[Collected data]
Segment Open

PR #3543, opened 2021-06-04
Extend auction interaction feature test

witgaw:
Extends and modifies the auction interaction feature test + implements functionality required to make it pass.

The main issue is that the auction trigger field in market data API doesn't always get modified to reflect the trigger that has extended the auction (https://github.com/vegaprotocol/specs-internal/blob/master/protocol/0026-auctions.md#exiting-the-auction-mode).

This PR also brings implementation in line with spec changes, please see linked issues for details.

~Blocked by: https://github.com/vegaprotocol/vega/issues/3570 https://github.com/vegaprotocol/vega/issues/3578~

Closes: https://github.com/vegaprotocol/vega/issues/3047 https://github.com/vegaprotocol/vega/issues/3570 https://github.com/vegaprotocol/vega/issues/4223 #3362 https://github.com/vegaprotocol/vega/issues/5237


witgaw (commented):
Ready for review

EVODelavega (changes requested):
Because of the amount of commits, comments, and changes over the last week or so, this PR is getting rather difficult to review overall.

Trying to find a couple of comments that I still maintain ought to be addressed before this is good to merge was a PITA, but I believe there are a couple of things that haven't been addressed fully:

* Auction integration tests: we should at least have a few of them use blocks to progress time rather than setting time to a specific value.  In a comment I outlined the reasons for this, and I think changing the auction flow without changing the tests to progress time in a block-by-block way is creating a significant blind spot in testing.
* The use of indicative price & volume, specifically during opening auctions before the auction period has expired still looks to be calling price monitoring. In doing so, we're most likely providing price and volume information to the price monitoring engine, without any trades at a given price point actually happening. That might result in price bounds being incorrect.

IMO, for sanity/clarity reasons, it might be worth while closing this PR, and reopening it so we can get rid of the noise (comments on code that has since changed, things that have been addressed elsewhere, etc...), so we can go through it all again and just focus on the issues that remain

PR #3576, opened 2021-06-09
Updating liquidity module to use uint256 data type

peterbarrow:
Updating any price variables to use the new uint256 data type.


jeremyletang (changes requested):
Calculate Supllied stake will need to return num.Uint.
LiquidityProvision and LiquidityProvisionSubmission CommitmementAmount need to be changed  to num.Uint

jeremyletang (changes requested):
CommitmentAmont in the LiquidityProvision and LiquidityProvisionSubmission needs to be changed to num.Uint.

jeremyletang (changes requested):
Seeing that there's now a Decimal alias un the num package, let's change all import from  `github.com/shopspring/decimal` to `vegaprocol.io/vega/types/num` for the Decimal type

EVODelavega (approved):

PR #3581, opened 2021-06-09
Feature/settlement 256

EVODelavega:


jeremyletang (changes requested):
FinancialAmount + Transfer needs to be implemented anew in the t ypes packages, and use uint256

peterbarrow (approved):

PR #3583, opened 2021-06-10
Feature/collateral to uint256

cityhunteur:
TODO

- [x] Fix `TestMarginUpdateOnOrder`
- [x] Fix `TestMTMLossSocialization`


jeremyletang (commented):
OK, I started reviewing mostly the engine.go file.

A couple of comments:
- when returning an account or a balance we should clone the actual bigUint
- When passing a uint as parameter, eventually cloning too if needed.
- Also let's try to avoid unecessary allocation when possible for the equivalent of a += b.

EVODelavega (changes requested):

peterbarrow (approved):

EVODelavega (approved):

PR #3594, opened 2021-06-10
Update quant library to the latest tag

witgaw:
Update quant library to the latest version which contains the normalisation for probability of trading (when constraining with min/max price from price monitoring).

Segment Closed

» What you should do
Each line above should be reproduced exactly, with nothing omitted.

» Exercise response
PR #3543, opened 2021-06-04
Extend auction interaction feature test

witgaw:
Extends and modifies the auction interaction feature test + implements functionality required to make it pass.

The main issue is that the auction trigger field in market data API doesn't always get modified to reflect the trigger that has extended the auction (https://github.com/vegaprotocol/specs-internal/blob/master/protocol/0026-auctions.md#exiting-the-auction-mode).

This PR also brings implementation in line with spec changes, please see linked issues for details.

~Blocked by: https://github.com/vegaprotocol/vega/issues/3570 https://github.com/vegaprotocol/vega/issues/3578~

Closes: https://github.com/vegaprotocol/vega/issues/3047 https://github.com/vegaprotocol/vega/issues/3570 https://github.com/vegaprotocol/vega/issues/4223 #3362 https://github.com/vegaprotocol/vega/issues/5237


witgaw (commented):
Ready for review

EVODelavega (changes requested):
Because of the amount of commits, comments, and changes over the last week or so, this PR is getting rather difficult to review overall.

Trying to find a couple of comments that I still maintain ought to be addressed before this is good to merge was a PITA, but I believe there are a couple of things that haven't been addressed fully:

* Auction integration tests: we should at least have a few of them use blocks to progress time rather than setting time to a specific value.  In a comment I outlined the reasons for this, and I think changing the auction flow without changing the tests to progress time in a block-by-block way is creating a significant blind spot in testing.
* The use of indicative price & volume, specifically during opening auctions before the auction period has expired still looks to be calling price monitoring. In doing so, we're most likely providing price and volume information to the price monitoring engine, without any trades at a given price point actually happening. That might result in price bounds being incorrect.

IMO, for sanity/clarity reasons, it might be worth while closing this PR, and reopening it so we can get rid of the noise (comments on code that has since changed, things that have been addressed elsewhere, etc...), so we can go through it all again and just focus on the issues that remain

PR #3576, opened 2021-06-09
Updating liquidity module to use uint256 data type

peterbarrow:
Updating any price variables to use the new uint256 data type.


jeremyletang (changes requested):
Calculate Supllied stake will need to return num.Uint.
LiquidityProvision and LiquidityProvisionSubmission CommitmementAmount need to be changed  to num.Uint

jeremyletang (changes requested):
CommitmentAmont in the LiquidityProvision and LiquidityProvisionSubmission needs to be changed to num.Uint.

jeremyletang (changes requested):
Seeing that there's now a Decimal alias un the num package, let's change all import from  `github.com/shopspring/decimal` to `vegaprocol.io/vega/types/num` for the Decimal type

EVODelavega (approved):

PR #3581, opened 2021-06-09
Feature/settlement 256

EVODelavega:


jeremyletang (changes requested):
FinancialAmount + Transfer needs to be implemented anew in the t ypes packages, and use uint256

peterbarrow (approved):

PR #3583, opened 2021-06-10
Feature/collateral to uint256

cityhunteur:
TODO

- [x] Fix `TestMarginUpdateOnOrder`
- [x] Fix `TestMTMLossSocialization`


jeremyletang (commented):
OK, I started reviewing mostly the engine.go file.

A couple of comments:
- when returning an account or a balance we should clone the actual bigUint
- When passing a uint as parameter, eventually cloning too if needed.
- Also let's try to avoid unecessary allocation when possible for the equivalent of a += b.

EVODelavega (changes requested):

peterbarrow (approved):

EVODelavega (approved):

PR #3594, opened 2021-06-10
Update quant library to the latest tag

witgaw:
Update quant library to the latest version which contains the normalisation for probability of trading (when constraining with min/max price from price monitoring).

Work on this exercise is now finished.